Information supplied:

*** Block opens ***

PR #259, opened 2017-06-14
Enabling tsc testing pipeline

duluca:
- Changed package.json command to build `test.ts` into `test.js`, use
node to execute the file to verify correct function, then clean up the
file
- Updated gitignore to ignore 
`test/src/typescript/test.js` to prevent accidental checkin
- Updated `test.ts` to fix broken or invalid test double code. It seems
that `.constructor()` now requires the usage of `.prototype` in front
of function names, not sure if this is a recently introduced bug or not.


duluca:
@searls The CI build seems to be failing due to an unrelated error
```
browserify src/index.js --standalone td --outfile $npm_package_config_build_file -p headerify -t babelify 
events.js:163
      throw er; // Unhandled 'error' event
      ^
Error: ENOENT: no such file or directory, open 'dist/testdouble.js.tmp-browserify-13020562542777103232'
```
Any idea why?

searls:
Why did you remove dist/testdouble.js? That's intentionally there for browser users, as it's what they should be depending on (whether thery're curling it, or installing and then linking to it)

searls:
Two other Q's:

* Does the VS Code specific stuff need to be in the repo? I generally ignore any editor-specific config files, as everyone uses different tools
* Why ignore a file in test/**? Is it because the file is generated? If so, I'd have it written to some path under `generated/` which is already used by other tests and already ignored. Ignoring a path under `test/` suggests to me that there is a source listing that's being left out for some reason

duluca:
@searls I was presuming any `dist` assets would be generated by the CI pipeline and it was popping in as a file change. But I'm beginning to gather, we're suppose to check-in if `dist/testdouble.js` gets updated?

searls:
`dist` is only checked in as part of `npm version {major|minor|patch}` runs, so that at any given point, `master`'s copy of `dist/testdouble.js` points to the most recent release version. If you run `yarn test:ci` locally and it updates the `dist/*` directory, just `git checkout dist` and be sure not to commit the changes, as we only want stable versions committed there on release tag refs

duluca:
- will remove `.vscode` I had pushed it because it contained a helpful debug config, but cmd line works better 
- will undo my checkin of `dist/testdouble.js`
- will utilize `generated` instead and clean up .gitignore

duluca:
Closing in favor of #260 -- since this PR touched `dist/testdouble.js` and I wasn't able to reconcile the history properly

PR #260, opened 2017-06-14
Enable tsc in ci pipeline take 2

duluca:
- Changed package.json command to build `test.ts` into `test.js`, use
node to execute the file to verify correct function, then clean up the
file (unfortunately it is not possible to use the `generated` folder to
do this, otherwise dev experience of `test.ts` breaks given the
relative location of `td`)
- Updated gitignore to ignore `.vscode` (I didn’t add
`test/src/typescript/test.js` since if tests are successfully passing
this file shouldn’t exist, but could be added as a defensive measure)
- Updated `test.ts` to fix broken or invalid test double code. It seems
that `.constructor()` now requires the usage of `.prototype` in front
of function names, not sure if this is a recently introduced bug or not.
- Added mocha and chai typings to make it possible to add actual unit
tests to `test.ts` — for now implemented a simple assert


duluca:
@searls now seem to be a different set of failures. Looked into it for a while but no dice. 
1. Node 4 build seems to fail due to 'no proxy support' -- given my local experiments, it seems that test double is not compatible with Node 4 (at least in the context of TypeScript compiling a class down to ES 5)
```
var Bear = (function () {
    function Bear() {}
    Bear.prototype.sleep = function () {}
    return Bear;
}());

var bear = td.object("Bear");
```
```
​​Error: testdouble.js - td.object - The current runtime does not have Proxy support, which is what​​
​​testdouble.js depends on when a string name is passed to `td.object()`.​​
```
2. Not sure why the Node 6 builds fails due to a seeming timeout issue, but Node 7 build passes

searls:
FWIW, I am able to repro the Node 4 failure locally. Disregard the Node 6 failure, I have a flaky unit test that's somehow triggering a timeout.

searls:
Fixed and merged (I made a couple commits)

duluca:
@searls awesome thanks

Issue #263, opened 2017-06-17
The Big Epic Rewrite Issue


searls:
Starting with the setup work in #255, I've been undergoing an in-place rewrite of testdouble.js that essentially dogfoods both the library & [Discovery Testing](https://github.com/testdouble/contributing-tests/wiki/Discovery-Testing) by replacing the library bit-by-bit.

This has been incredibly challenging for a variety of reasons, among them: keeping oneself unanchored by existing implementation when trying to think of a better design, coming up with useful names for (relative to most JS libs) very meta concepts, and resisting the urge to fix problems and incongruities in the existing implementation as I go. If this rewrite also substantially changes the public-facing behavior of the library, it's going to be like tuning two knobs on a radio at once, making everything more difficult. 

Therefore, this thread will maintain 3 to-do lists for tracking progress of the rewrite. First: the actual progress so far incorporating the new implmentation. Second: the future work to undertake to "fix" what I identify as broken with the library after we call the rewrite "done". Third: internal improvements that should be tracked and made as part of the rewrite.

## Progress so far.

testdouble.js has a pretty straightforward public-API:

- [ ] test double creation
  - [x] td.function (alias td.func)
  - [ ] td.object
  - [ ] td.constructor
- [ ] td.replace
  - [ ] CommonJS module replacement (Node.js only)
  - [ ] named property replacement
- [ ] td.when for stubbing
- [ ] td.verify for verifying calls
- [ ] matchers for both stubbing and verifying
  - [ ] the same built-in matchers we have today
  - [ ] the same matcher-creator function we provide today
  - [ ] the special matchers like `captor` and `callback` which enable other behavior
- [ ] td.reset for resetting test double state and undoing dependency replacement
- [ ] td.explain for providing metadata about a fake thing
- [ ] td.config for global config options (log level, which promise constructor to use, etc)
- [ ] Internal bits
  - [x] A logging facility
  - [x] An in-memory store for calls (`CallLog`)
  - [x] An in-memory store for stubbings (`StubbingRegister`)

*being labeled complete here does not mean they are wired up in the deployed library, yet. They'll sit in the repo as inert code until they can go end-to-end. For instance, `td.func()` can't be replaced until its calls go in the same call log that `td.verify()` is looking at, otherwise the library wouldn't work. It truly is a big epic rewrite as a result, since almost everything depends on everything else because of how stateful a library this is.

## Room to improve

[...]

Issue #224, opened 2017-03-28
Consider using _.isObjectLike rather than _.isPlainObject within td.object


traviskaufman:
Given this code:

```js
const td = require('testdouble');

class MyClass {
  doSomething() {}
}

function callDoSomething(myClass) {
  myClass.doSomething();
}

const mock = td.object(new MyClass());
callDoSomething(mock);
td.verify(mock.doSomething());
```

When run on a browser that doesn't support proxies - such as IE11 - this code will throw an error saying: 

```
Error: Error: testdouble.js - td.object - The current runtime does not have Proxy support, which is what testdouble.js depends on when a string name is passed to `td.object()`.
```

I believe this to be a false positive, with the offending code being https://github.com/testdouble/testdouble.js/blob/c54b74187431a991817816dde614e252a3ae1a13/src/object.js#L16

This code uses `_.isPlainObject`, which returns false for instances of objects whose `[[Prototype]]` is not `Object.prototype`. This is problematic for instances of classes, who's `[[Prototype]]` is the constructor. 

I'm wondering if you'd be willing to switch to [_.isObjectLike](https://lodash.com/docs/4.16.4#isObjectLike) instead of `isPlainObject`? This will return `false` for functions / constructors, but `true` for instances.

I'm able to work around the `_.isPlainObject` limitation by creating a fake constructor using `td.constructor`, and then instantiating that instead, but it is a bit more boilerplate. 

Thanks!

searls:
I think you are probably right and that `_.isObjectLike` is closer to what we desire here.

However, I'd like to understand why `td.constructor()` isn't a better fit for your needs in this case, given that your fake is an instantiated Something.

searls:
I dunno. I guess I could go either way after writing this out:

```js
const mock = td.constructor(MyClass);
callDoSomething(new mock());
td.verify(mock.prototype.doSomething());
```

searls:
Hmm, there are really three affected areas by this distinction and I think it warrants some thinking before we change anything.

- [ ] [td.matcher.contains](https://github.com/testdouble/testdouble.js/blob/master/src/matchers/builtin/contains.js#L12) - would have to put regex above and then ask ourselves if there are cases this could screw up
- [ ] [td.replace](https://github.com/testdouble/testdouble.js/blob/master/src/replace/imitate.js#L12), but this seems like it'd be safe since the only other path would be an error
[...]

PR #264, opened 2017-06-18
Allow stubbing of custom instances & Object.create()

### LINKED ISSUE #257: td.replace throws with objects created with Object.create
First off, I'm a big fan of the project, so thank you!

Second off, I'm trying to mock a module using `td.replace` that exports an object created with `Object.create`, but `td.replace` throws. I haven't dug into testdouble's code yet, but my gut says it has something to do with enumerability (because the function properties of the object are non-enumerable; maybe related to #119?). Is this expected behavior?

Reproduce with:

``` js
// index.js
const td = require('testdouble')

try {
  const obj = td.replace('./normal-object')

  console.log('Normal object')
  console.log(obj)
  console.log(obj.foo)
  console.log(obj.bar)
} catch (e) {
  console.log('Failed to replace normal object')
  console.error(e)
}

console.log()

try {
  const obj = td.replace('./non-enumerable-object')

  console.log('Object with non-enumerable properties')
  console.log(obj)
  console.log(obj.foo)
  console.log(obj.bar)
} catch (e) {
  console.error('Failed to replace object with non-enumerable properties')
  console.error(e)
}

console.log()

try {
  const obj = td.replace('./object-from-create')

  console.log('Object from Object.create')
  console.log(obj)
  console.log(obj.foo)
  console.log(obj.bar)
} catch (e) {
  console.error('Failed to replace object from Object.create')
  console.error(e)
}
```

*** Block closes ***

Action item: Among the records above, only the lines between the line holding "file (unfortunately it" and the line holding "are successfully passing", inclusive, are to be output, exactly as written.

Answer area:
file (unfortunately it is not possible to use the `generated` folder to
do this, otherwise dev experience of `test.ts` breaks given the
relative location of `td`)
- Updated gitignore to ignore `.vscode` (I didn’t add
`test/src/typescript/test.js` since if tests are successfully passing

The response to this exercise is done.